In 1967, Douglas Engelbart applied for a patent for an "X-Y position indicator for a display system," which he and his team developed at the Stanford Research Institute (SRI) in Menlo Park, California. The device, a small, wooden box with two metal wheels, was nicknamed a "mouse" because a cable trailing out of the one end resembled a tail.
In addition to the first computer mouse, Engelbart’s team developed computer interface concepts that led to the GUI interface, and were integral to the development of ARPANET--the precursor to today’s Internet. Engelbart received his bachelor’s degree in electrical engineering from Oregon State University in 1948, followed by an MS in 1953 and a Ph.D. in 1955 both from the University of California, Berkeley.
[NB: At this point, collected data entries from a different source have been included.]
PR #3631, opened 2026-03-03
Fix login certificate caching when changing controllers

dovholuknf:
- Only use cached certificates when connecting to the same controller
  - Include server certificate in file-based auth cert pool (fixes TLS verification issues surfaced with test)
  - Add tests for certificate caching and controller switching
  - also fixes verify ext-jwt-signer oidc requiring login (it shouldn't)

### DIFF
--- a/tests/cli_tests/cli_test.go
+++ b/tests/cli_tests/cli_test.go
@@ -223,10 +223,10 @@ func Test_CLI_Test_Suite(t *testing.T) {
 		log.Fatalf("controllerUnderTest start failed: %v", cutStartOverZitiErr)
 	}
 
-	//xxx testState.cliTestsOverZiti(t, zitiPath)
+	testState.cliTestsOverZiti(t, zitiPath)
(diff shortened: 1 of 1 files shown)


ziti/cmd/edge/login.go
```diff
@@ -287,8 +301,13 @@ func (o *LoginOptions) Run() error {
 	}
 
 	if ctrlUrl.Path == "" {
-		if o.FileCertCreds != nil && o.FileCertCreds.CaPool != nil {
-			host = util.EdgeControllerGetManagementApiBasePathWithPool(host, o.FileCertCreds.CaPool, &httpClient)
+		fullCaPool, caPoolErr := o.GetCaPool()
+		if caPoolErr != nil {
+			return caPoolErr
+		}
+
```
plorenz: fullCaPool should always be non-nil here

plorenz (approved):

PR #3632, opened 2026-03-03
Adaptive rate limiter tracker should use success rate instead of queue position

plorenz:


controller/command/rate_limiter.go
```diff
@@ -457,17 +538,25 @@ func NewAdaptiveRateLimitTracker(config AdaptiveRateLimiterConfig, registry metr
 }
 
 type adaptiveRateLimitTracker struct {
```
andrewpmartinez, line 601: A kind word here for the souls that need direction. A comment or two, sir, please.

controller/command/rate_limiter.go
```diff
@@ -419,18 +426,92 @@ func WasRateLimited(err error) bool {
...
+func (self *AdaptiveRateLimitTrackerConfig) SetDefaults() {
+	self.AdaptiveRateLimiterConfig.SetDefaults()
+	self.SuccessThreshold = DefaultAdaptiveRateLimiterSuccessThreshold
+	self.IncreaseFactor = DefaultAdaptiveRateLimiterIncreaseFactor
+	self.DecreaseFactor = DefaultAdaptiveRateLimiterDecreaseFactor
+	self.IncreaseCheckInterval = DefaultAdaptiveRateLimiterIncreaseCheckInterval
+	self.DecreaseCheckInterval = DefaultAdaptiveRateLimiterDecreaseCheckInterval
+}
+
+func (cfg *AdaptiveRateLimitTrackerConfig) Load(cfgmap map[interface{}]interface{}) error {
```
andrewpmartinez, line 473: Is there a reason we don't call SetDefaults () here? In the situation where a partial config is provided? Some of these values are used for division/division-like operators and will panic.

controller/command/rate_limiter.go
```diff
@@ -419,18 +426,92 @@ func WasRateLimited(err error) bool {
...
+}
+
+func (self *AdaptiveRateLimitTrackerConfig) SetDefaults() {
+	self.AdaptiveRateLimiterConfig.SetDefaults()
+	self.SuccessThreshold = DefaultAdaptiveRateLimiterSuccessThreshold
+	self.IncreaseFactor = DefaultAdaptiveRateLimiterIncreaseFactor
+	self.DecreaseFactor = DefaultAdaptiveRateLimiterDecreaseFactor
+	self.IncreaseCheckInterval = DefaultAdaptiveRateLimiterIncreaseCheckInterval
+	self.DecreaseCheckInterval = DefaultAdaptiveRateLimiterDecreaseCheckInterval
+}
```
andrewpmartinez, line 470: These two don't appear to be loaded in the config section. Intentional?

controller/command/rate_limiter.go
plorenz: SetDefaults is called in all the places where we call Load(). The reason they're not combined is that some of those call-sites have overrides for the defaults that need to be set before loading the config

controller/command/rate_limiter.go
plorenz: ah, good catch. Fixed

controller/command/rate_limiter.go
plorenz: added more doc

PR #3651, opened 2026-03-06
Unroute removed transit nodes during circuit reroute. Fixes #3650

### LINKED ISSUE #3650: Reroute doesn't proactively clean up orphaned route entries
The idle circuit detection cleans them up, but we should clean them up as soon as the new path has taken effect.

plorenz:
- Adds unrouteRemovedPathNodes to send Unroute to old path nodes not
  present in the new path after a reroute
- Calls it from rerouteCircuit and smartReroute after successfully
  routing the new path
- Uses GetConnectedRouter to get the current router object rather than
  stale path pointers
- Fixes orphaned forwarder entries on transit routers replaced during
  reroute, which caused circuit validation failures

### DIFF
--- a/.github/workflows/backward-compatibility.yml
+++ b/.github/workflows/backward-compatibility.yml
@@ -1,7 +1,6 @@
 name: Backward Compatibility Test
 
 on:
-  pull_request:
   workflow_dispatch:
 
 # cancel older, redundant runs of same workflow on same branch


controller/network/network.go
```diff
@@ -1127,6 +1130,7 @@ func (network *Network) smartReroute(circuit *model.Circuit, cq *model.Path, dea
 	if circuit.Rerouting.CompareAndSwap(false, true) {
 		defer circuit.Rerouting.Store(false)
 
+		oldPath := circuit.Path
 		circuit.Path = cq
 		circuit.UpdatedAt = time.Now()
```
andrewpmartinez, line 1136: Does it matter that `circuit.Path` is overwritten here and never reverted if `retry` is set to true?

controller/network/network.go
```diff
@@ -1108,6 +1109,8 @@ func (network *Network) rerouteCircuit(circuit *model.Circuit, deadline time.Tim
 				}
```
andrewpmartinez, line 1110: seems odd here that we erred in sending a routing message, but keep going.

controller/network/network.go
plorenz: Yes. If the re-route fails, the path is in an unknown state. It may have succeeded but timed out, it maybe have partially succeeded or it may have failed. So `circuit.Path` is untrustworthy at this point, reverting it is unlikely to be beneficial.

controller/network/network.go
plorenz: Seems wrong, fixing

PR #3664, opened 2026-03-09
fixes #3658 #3648 fallback to legacy headers on dial; fix circuitId in tunnel

### LINKED ISSUE #3648: tunnel: myCopy logs router ID as circuitId, causing misleading debug output
## Description

In `tunnel/tunnel.go`, the `Run()` function starts two `myCopy` goroutines — one for each direction of the data copy. The client-to-ziti direction correctly passes `zitiConn.GetCircuitId()`, but the ziti-to-client direction passes `zitiConn.GetRouterId()`:

```go
go myCopy(clientConn, zitiConn, doneSend, halfClose, zitiConn.GetCircuitId())
go myCopy(zitiConn, clientConn, doneRecv, halfClose, zitiConn.GetRouterId())
```

Inside `myCopy()`, this value is logged under the field name `"circuitId"`. This means every "stopping pipe", "copy failed", or "half-close" log entry from the receive direction shows the **router identity** (e.g., `AZD.aVO2ob`) instead of the actual circuit ID.

## Impact

This makes it extremely difficult to debug connection issues because:

1. The router identity appears as a constant "circuit ID" across all connections through that router, making it look like a single persistent zombie circuit
2. Operators investigating connection failures waste significant time trying to track down a "zombie circuit" that doesn't exist
3. Log correlation between the two copy directions is impossible since they log different IDs for the same circuit

## Expected behavior

Both `myCopy` goroutines should log the actual circuit ID for the connection. The router identity should be logged separately if needed.

## Steps to reproduce

1. Run `ziti tunnel tproxy` with any identity
2. Make a connection to any Ziti service
3. Observe that "tunnel started" and "stopping pipe" (send direction) log the real circuit ID
4. Observe that "stopping pipe" (receive direction) logs the router identity as `circuitId`

## Environment

- ziti v2.0.0-pre2
- sdk-golang v1.4.2
- Linux tproxy mode

### LINKED ISSUE #3658: Raft cluster join fails with "hello message too big" when using long hostnames
Observed error when joining controllers to a raft cluster using `ziti agent cluster add`:

```
hello message too big. header len: 4461, body len: 16
```

The joining controller receives only an EOF on the client side; the "hello message too big" error appears in the target controller's logs.

Worked around the issue by using shorter hostnames (e.g. `127.0.0.1` instead of `ziti-controller1.127.0.0.1.sslip.io`).

Reproduced in the HA quickstart test (`quickstart/test/ha-test.sh`) by changing `--ctrl-address` from `127.0.0.1` to sslip.io-style hostnames. The test passes with short hostnames and fails with long ones.

plorenz:
- On Raft mesh dial failure (e.g. "hello message too big"), retries with SigningCertHeader stripped so only the smaller
  legacy header is sent, enabling joins against old controllers with the 4k hello limit
 - Fixes incorrect routerId passed to myCopy in tunnel (should be circuitId); resolves misleading log output
 - Updates deps: channel v4.3.8, sdk-golang v1.5.2, and several minor bumps
- **Fallback to legacy headers on dial failure, in case of size constraints. Fixes #3658**
- **Pass circuitId, not routerId to myCopy in tunnel. Fixes #3648**

### DIFF
--- a/controller/raft/mesh/mesh.go
+++ b/controller/raft/mesh/mesh.go
@@ -61,6 +61,8 @@ const (
 	RaftDisconnectType = 2052
 
 	ChannelTypeMesh = "ctrl.mesh"
+
+	RecentDialInterval = 5 * time.Minute
 )
 
 type Peer struct {
@@ -473,11 +475,10 @@ func (self *impl) GetOrConnectPeer(address string, timeout time.Duration) (*Peer
 	// If so, strip the new signing cert header so only the legacy header is sent, allowing
 	// the connection to succeed with old controllers that enforce the smaller hello limit.
 	self.lock.RLock()
-	if rec := self.dialRecords[address]; rec != nil && time.Since(rec.lastAttempt) < 5*time.Minute {
-		if rec.peerVersion == nil || func() bool {
-			hasMin, _ := rec.peerVersion.HasMinimumVersion("v2.0.0")
-			return !hasMin
-		}() {
+	if rec := self.dialRecords[address]; rec != nil && time.Since(rec.lastAttempt) < RecentDialInterval {
+		if rec.peerVersion == nil {
+			delete(headers, SigningCertHeader)
+		} else if hasMin, _ := rec.peerVersion.HasMinimumVersion("v2.0.0"); !hasMin {
 			delete(headers, SigningCertHeader)
 		}
 	}
--- a/controller/raft/raft.go
+++ b/controller/raft/raft.go
@@ -57,6 +57,11 @@ import (
 	"github.com/teris-io/shortid"
 )
 
+const (
+	LeaderCheckInterval = 5 * time.Second
+	MeshCleanupInterval = time.Minute
+)
+
 type ClusterEvent uint32
 
 func (self ClusterEvent) String() string {
@@ -816,30 +821,17 @@ func (self *Controller) eventLoop() {
 		self.handleClusterStateChange(ClusterEventIsLeaderless, eventState)
 	}
 
-	leaderTicker := time.NewTicker(5 * time.Second)
+	leaderTicker := time.NewTicker(LeaderCheckInterval)
 	defer leaderTicker.Stop()
 
-	dialCleanupTicker := time.NewTicker(time.Minute)
+	dialCleanupTicker := time.NewTicker(MeshCleanupInterval)
 	defer dialCleanupTicker.Stop()
-
-	first := false
 
 	for {
 		select {
 		case observation := <-self.clusterEvents:
 			self.processRaftObservation(observation, eventState)
 		case <-leaderTicker.C:
-			if first {
-				// delay this check because it seems like raft generates observations for leader state, so if we do this
-				// first we're going to get duplicates
-				if self.Raft.State() == raft.Leader {
-					if wasLeader := self.isLeader.Swap(true); !wasLeader {
-						self.handleClusterStateChange(ClusterEventLeadershipGained, eventState)
-					}
-				}
-				first = false
-			}
-
 			if !eventState.warningEmitted && !eventState.hasLeader && time.Since(eventState.noLeaderAt) > self.Config.WarnWhenLeaderlessFor {
 				pfxlog.Logger().WithField("timeSinceLeader", time.Since(eventState.noLeaderAt).String()).
 					Warn("cluster running without leader for longer than configured threshold")


controller/raft/raft.go
```diff
@@ -800,52 +800,55 @@ type clusterEventState struct {
...
-				self.processRaftObservation(observation, eventState)
-			case <-ticker.C:
-				if first {
-					// delay this check because it seems like raft generates observations for leader state, so if we do this
-					// first we're going to get duplicates
-					if self.Raft.State() == raft.Leader {
-						if wasLeader := self.isLeader.Swap(true); !wasLeader {
-							self.handleClusterStateChange(ClusterEventLeadershipGained, eventState)
-						}
+	first := false
```
andrewpmartinez: When is first ever not false? It seems like the block at lines 832-841 is just never hit.

controller/raft/mesh/mesh.go
```diff
@@ -461,6 +469,20 @@ func (self *impl) GetOrConnectPeer(address string, timeout time.Duration) (*Peer
...
+	// If so, strip the new signing cert header so only the legacy header is sent, allowing
+	// the connection to succeed with old controllers that enforce the smaller hello limit.
+	self.lock.RLock()
+	if rec := self.dialRecords[address]; rec != nil && time.Since(rec.lastAttempt) < 5*time.Minute {
+		if rec.peerVersion == nil || func() bool {
+			hasMin, _ := rec.peerVersion.HasMinimumVersion("v2.0.0")
+			return !hasMin
+		}() {
+			delete(headers, SigningCertHeader)
+		}
```
andrewpmartinez: Why is an IIFE being used here? It seems to serve no purpose other than to be weird-looking.

controller/raft/mesh/mesh.go
```diff
@@ -461,6 +469,20 @@ func (self *impl) GetOrConnectPeer(address string, timeout time.Duration) (*Peer
 		headerProvider.Apply(headers)
 	}
 
+	// Check if a recent dial to this address failed (e.g., hello too large for an old peer).
+	// If so, strip the new signing cert header so only the legacy header is sent, allowing
+	// the connection to succeed with old controllers that enforce the smaller hello limit.
+	self.lock.RLock()
+	if rec := self.dialRecords[address]; rec != nil && time.Since(rec.lastAttempt) < 5*time.Minute {
```
andrewpmartinez: Magic number.

controller/raft/mesh/mesh.go
```diff
@@ -523,6 +545,12 @@ func (self *impl) GetOrConnectPeer(address string, timeout time.Duration) (*Peer
 		peer.Version = versionInfo
 		peer.SigningCerts = []*x509.Certificate{underlay.Certificates()[0]}
 
+		self.lock.Lock()
+		if rec := self.dialRecords[address]; rec != nil {
+			rec.peerVersion = versionInfo
```
andrewpmartinez, line 551: If rec is a pointer, is setting peerVersion here before we hit a success case (no error) safe?

controller/raft/raft.go
```diff
@@ -800,52 +800,55 @@ type clusterEventState struct {
...
-		}
+	if eventState.hasLeader {
+		self.handleClusterStateChange(ClusterEventHasLeader, eventState)
+	} else {
+		self.handleClusterStateChange(ClusterEventIsLeaderless, eventState)
+	}
 
-		ticker := time.NewTicker(time.Second * 5)
-		defer ticker.Stop()
+	leaderTicker := time.NewTicker(5 * time.Second)
```
andrewpmartinez: Magic number.

controller/raft/raft.go
```diff
@@ -800,52 +800,55 @@ type clusterEventState struct {
...
+	defer leaderTicker.Stop()
 
-		first := false
+	dialCleanupTicker := time.NewTicker(time.Minute)
```
andrewpmartinez: Magic number.

controller/raft/raft.go
plorenz: This has been wrong since I first added it, and it doesn't seem to be causing any problems, so I think I'll just remove the block

controller/raft/raft.go
```diff
@@ -800,52 +800,55 @@ type clusterEventState struct {
...
 
-				if !eventState.warningEmitted && !eventState.hasLeader && time.Since(eventState.noLeaderAt) > self.Config.WarnWhenLeaderlessFor {
-					pfxlog.Logger().WithField("timeSinceLeader", time.Since(eventState.noLeaderAt).String()).
-						Warn("cluster running without leader for longer than configured threshold")
-					eventState.warningEmitted = true
-				}
+			if !eventState.warningEmitted && !eventState.hasLeader && time.Since(eventState.noLeaderAt) > self.Config.WarnWhenLeaderlessFor {
+				pfxlog.Logger().WithField("timeSinceLeader", time.Since(eventState.noLeaderAt).String()).
+					Warn("cluster running without leader for longer than configured threshold")
+				eventState.warningEmitted = true
```
andrewpmartinez, line 838: What resets this if ever? What if no leader happens, then warning, then comes back, then no leader happens again?

controller/raft/mesh/mesh.go
plorenz: I wasn't happy with it either way. With it, it's a single if, without it, I have to check peerVersion == nil and then do a separate if for the HasMinVersion, because that function has a multi-return. This is probably harder to read, though. I'll switch it back.

controller/raft/mesh/mesh.go
plorenz: If you mean safe from a concurrency standpoint, all accesses are protected by a lock.
If you mean safe from a 'is this a successful connection' case, then we're just plucking the version number out. The connection has been successful enough that we've been able to exchange headers, which is all we need to establish the version. This whole thing is for a very small window, when we're upgrading a cluster from pre-2.0 to 2.0+.

controller/raft/raft.go
plorenz: It gets reset in the leader observer, whenever we detect that the cluster has a leader

controller/raft/raft.go
plorenz: fixed

controller/raft/mesh/mesh.go
plorenz: fixed

controller/raft/mesh/mesh.go
plorenz: fixed

controller/raft/raft.go
plorenz: fixed

controller/raft/mesh/mesh.go
andrewpmartinez: More like what if we pick the version, the connection dies due to an upgrade/downgrade into a restart, and we never detect the version change.

plorenz: It will resolve eventually. The cluster can't live with mixed version for long because it goes into read-only mode. So either everything will get downgrade or everything will get upgraded and in either case, state will settle back to a good state. This is just an effort to prevent a short-term bad state during an upgrade.

PR #4006, opened 2026-06-18
  fixes #3992 stop controller panic when a web server listener fails

### LINKED ISSUE #3992: Overlay edge-oidc listener panics when its redirect_uri is not in the redirectURIs allow-list
**Experienced**

The controller emits a nil pointer dereference panic when an overlay-exposed edge-oidc listener authenticates and its redirect_uri is not in the edge-oidc redirectURIs allow-list. The OIDC request returns a 400 invalid_request, and the controller then panics instead of reporting the misconfiguration.

**Expected**

When the redirect_uri is not in the allow-list, the controller should log a clear configuration error, not panic.

**Reproduction**

1. Configure an edge-oidc API on a web server exposed over the overlay.
2. Set redirectURIs that omit the callback the OIDC client uses (default `http://localhost:8080/auth/callback`):
   ```yaml
   - binding: edge-oidc
     options:
       redirectURIs:
         - "https://ctrl.example.com:*/auth/callback"
         - "https://node.example.com:*/auth/callback"
   ```
3. Start the controller.
4. The overlay listener authenticates, and the OIDC request returns a 400 because the redirect_uri is not in the allow-list.
5. The controller panics with a nil pointer dereference.

Workaround: add the requested callback to redirectURIs, for example `http://localhost:8080/auth/callback`.

**Notes**

Observed with xweb v3.0.4 and sdk-golang v1.7.0.

Error logged just before the panic:
```
error listening on overlay: failed to listen: no apiSession, authentication attempt failed:
... the expected redirect URL (http://localhost:8080/auth/callback) is not allowed:
{"error":"invalid_request","error_description":"The requested redirect_uri is missing in the
client configuration."}
```

Panic stack (trimmed):
```
panic: runtime error: invalid memory address or nil pointer dereference
[signal SIGSEGV: segmentation violation code=0x1 addr=0x28]
net/http.(*Server).Serve(..., {0x0, 0x0})
github.com/openziti/xweb/v3.(*Server).Start.func1()
        github.com/openziti/xweb/v3@v3.0.4/server.go:196
```

andrewpmartinez:
- updates openziti/xweb/v3 for actual fix
  - adds Test_OidcListener_BindFailure_DoesNotPanic and the oidc-listener-bind-failure config set, asserting the controller keeps the other web servers running when an edge-oidc listener cannot bind

Requires: https://github.com/openziti/xweb/pull/35

### DIFF
--- a/go.mod
+++ b/go.mod
@@ -75,7 +75,7 @@ require (
 	github.com/openziti/secretstream v0.1.51
 	github.com/openziti/transport/v2 v2.0.216
 	github.com/openziti/x509-claims v1.0.3
-	github.com/openziti/xweb/v3 v3.0.4
+	github.com/openziti/xweb/v3 v3.0.5-0.20260618140905-54cc19903f1c
 	github.com/orcaman/concurrent-map/v2 v2.0.1
 	github.com/pkg/errors v0.9.1
 	github.com/rabbitmq/amqp091-go v1.11.0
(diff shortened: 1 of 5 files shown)


plorenz (approved):
Assuming you'll update the deb before merging

PR #4012, opened 2026-06-19
Accept SDK inspect replies regardless of content type

### LINKED ISSUE #4011: Router deletes terminators ~12m after creation when host SDK replies with wrong inspect content type
## Summary

Routers (v2.0.0, v2.0.0-pre10) delete healthy terminators roughly 12 minutes after they are created when the hosting application is built with an affected sdk-golang version. The terminators are fully functional; they are removed because the router's post-create inspect never receives a usable response.

## Root cause

After a terminator is established, the router runs a `post-create inspect` cycle: it sends a `ConnInspectRequest` (content type 60798) to the SDK and expects a `ConnInspectResponse` (60799). It registers a typed receive handler for 60799 and correlates the reply by sequence.

sdk-golang **v1.1.0 through v1.5.3** reply to that request with content type **InspectResponse (60805)** instead of **ConnInspectResponse (60799)**. This is a constant-aliasing regression in the SDK's `ziti/edge/messages.go` (`ContentTypeConnInspectResponse` pointed at the wrong protobuf enum); it was fixed in **v1.5.4**.

Because the router fire-and-forgets the request (`TrySend`) and has no typed handler for 60805, the channel drops the reply (`dropped message. type [60805]`). The post-create inspect never completes, and after the send-count/timeout threshold the router deletes the terminator (`post-create inspect: timed out waiting for response, closing terminator`).

The same content-type check in `edge.UnmarshalInspectResult` also makes controller-driven terminator validation unable to read status from these hosts (it falls back to assuming the terminator is ok).

## Affected SDK versions

sdk-golang v1.1.0 - v1.5.3 (acting as a terminator host). Fixed in sdk-golang >= v1.5.4. Apps in the wild built on the affected range (e.g. anything embedding v1.2.x) trigger this against a v2.0.0 router.

## Fix

Router-side mitigation that keeps the existing validation behavior intact:
- Correlate the post-create inspect reply by reply sequence (via the channel waiter map) rather than by content type, so the reply is accepted regardless of whether it is stamped 60799 or 60805.
- Parse the reply leniently (read headers/body without the content-type guard) on the post-create and validate-terminators paths.

The fix is self-contained and removable once the affected SDK versions are out of support. It does not loosen the timeout-delete validation, which exists to catch genuinely invalid terminators.

Reported on the community forum: https://openziti.discourse.group/t/router-v2-0-0-pre10-and-v2-0-0-stable-deletes-all-terminators-after-12-minutes/5901

plorenz:
## What

Fixes #4011.

Routers were deleting healthy terminators ~12 minutes after creation when the hosting application used an affected sdk-golang version. The router's post-create inspect sends a `ConnInspectRequest` and waits for a `ConnInspectResponse` (content type 60799), but sdk-golang v1.1.0 - v1.5.3 reply with the wrong content type (`InspectResponse`, 60805). The router had no handler for that type, so the reply was dropped, the inspect timed out, and the terminator was removed.

## Changes

- Correlates the post-create inspect reply by reply sequence (via the channel waiter map) instead of by message content type, so the reply is accepted whether stamped 60799 or 60805.
- Adds a lenient inspect-result parser (reads headers/body without the content-type guard) and uses it on the post-create and controller-driven terminator-validation paths.

The timeout-delete validation behavior is unchanged; this only ensures a valid reply actually reaches the validator. The workaround is self-contained and tagged for removal once sdk-golang < v1.5.4 is out of support.

## Backport

Marked for backport once merged to main.

### DIFF
--- a/router/xgress_edge/hosted.go
+++ b/router/xgress_edge/hosted.go
@@ -591,6 +591,56 @@ func (self *inspectResponseEvent) handle(registry *hostedServiceRegistry) {
 	}
 }
 
+// inspectRequestSendable wraps a ConnInspectRequest so its reply is correlated by reply
+// sequence (via the channel waiter map) instead of by message content type.
+//
+// Workaround for sdk-golang v1.1.0 - v1.5.3: those versions reply to a ConnInspectRequest
+// (60798) with content type InspectResponse (60805) instead of ConnInspectResponse (60799).
+// Such a reply has no typed receive handler on the router, so it is dropped, the post-create
+// inspect never completes, and the terminator is deleted as unresponsive. Registering a reply
+// receiver keyed on the request sequence lets us accept the reply regardless of content type.
+//
+// To remove once sdk-golang < v1.5.4 is out of support: send a plain *channel.Message again
+// and let the ContentTypeConnInspectResponse handler registered in accept.go process the reply.
+type inspectRequestSendable struct {
+	*channel.Message
+	registry *hostedServiceRegistry
+	conn     *edgeClientConn
+}
+
+var _ channel.Sendable = (*inspectRequestSendable)(nil)
+var _ channel.ReplyReceiver = (*inspectRequestSendable)(nil)
+
+// ReplyReceiver returns the sendable itself so the channel delivers the reply to AcceptReply.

Dr. Sue Black has demonstrated the power of social networking. She used Web 2.0 technologies to help raise awareness of, and critical funding for, Bletchley Park, the UK World War II center for decrypting enemy messages. She has also been an active campaigner for equality and support for women in technology fields, founding a number of online networking platforms for women technology professionals. A keen researcher, Dr. Black completed a PhD in software measurement in 2001. Her research interests focus on software quality improvements. She has recently won the PepsiCo Women's Inspiration Network award, been named Tech Hero by ITPRO magazine and was awarded the first John Ivinson Award from the British Computer Society. In 2011 Dr. Black set up The goto Foundation, a nonprofit organization which aims to make computer science more meaningful to the public, generate public excitement in the creation of software, and build a tech savvy workforce. Read Sue's blog about The goto Foundation: http://gotofdn.org
If you have used a word processor today, moved your mouse on your laptop, dragged an object around on your smartphone, or highlighted a section of text on your tablet, you can thank Jim Dammann. In 1961 during his second year at IBM and just one year after completing his PhD, Jim created the concept of what today we all take for granted -- the cursor. This idea he documented in utilizing the cursor within word processing operations.
After retiring from IBM, Jim went on to inspire future generations of software engineers at Florida Atlantic University. His work there too demonstrated his creativity for he spent considerable effort enhancing their software engineering program by integrating ideas and feedback from local industries into the University curricular. Today, Jim lives in the Westlake Hills west of Austin Texas and spends most of his time in his art studio. He wrote and published The Opaque Decanter, a collection of poems about art, which provided a new view at part of art history.
If you have ever used a PC with a color display you have been acquainted with the work of Mark Dean. After achieving a Bachelor’s degree in electrical engineering from the University of Tennessee, Dean began his career at IBM. Dean served as the chief engineer on the team that developed the first IBM PC, for which he currently holds one third of the patents. With colleague Dennis Moeller, he developed the Industry Standard Architecture (ISA) systems bus, which enabled peripheral devices such as printers, keyboards, and modems to be directly connected to computers, making them both affordable and practical. He also developed the Color Graphics Adapter which allowed for color display on the PC. Most recently, Dean spearheaded the team that developed the one-gigahertz processor chip. Dean went on to obtain a MSEE from Florida Atlantic University and a Ph.D. in electrical engineering from Stanford University. He is a member of the National Academy of Engineering, has been inducted into the National Inventors Hall of Fame, and is the first African-American IBM Fellow.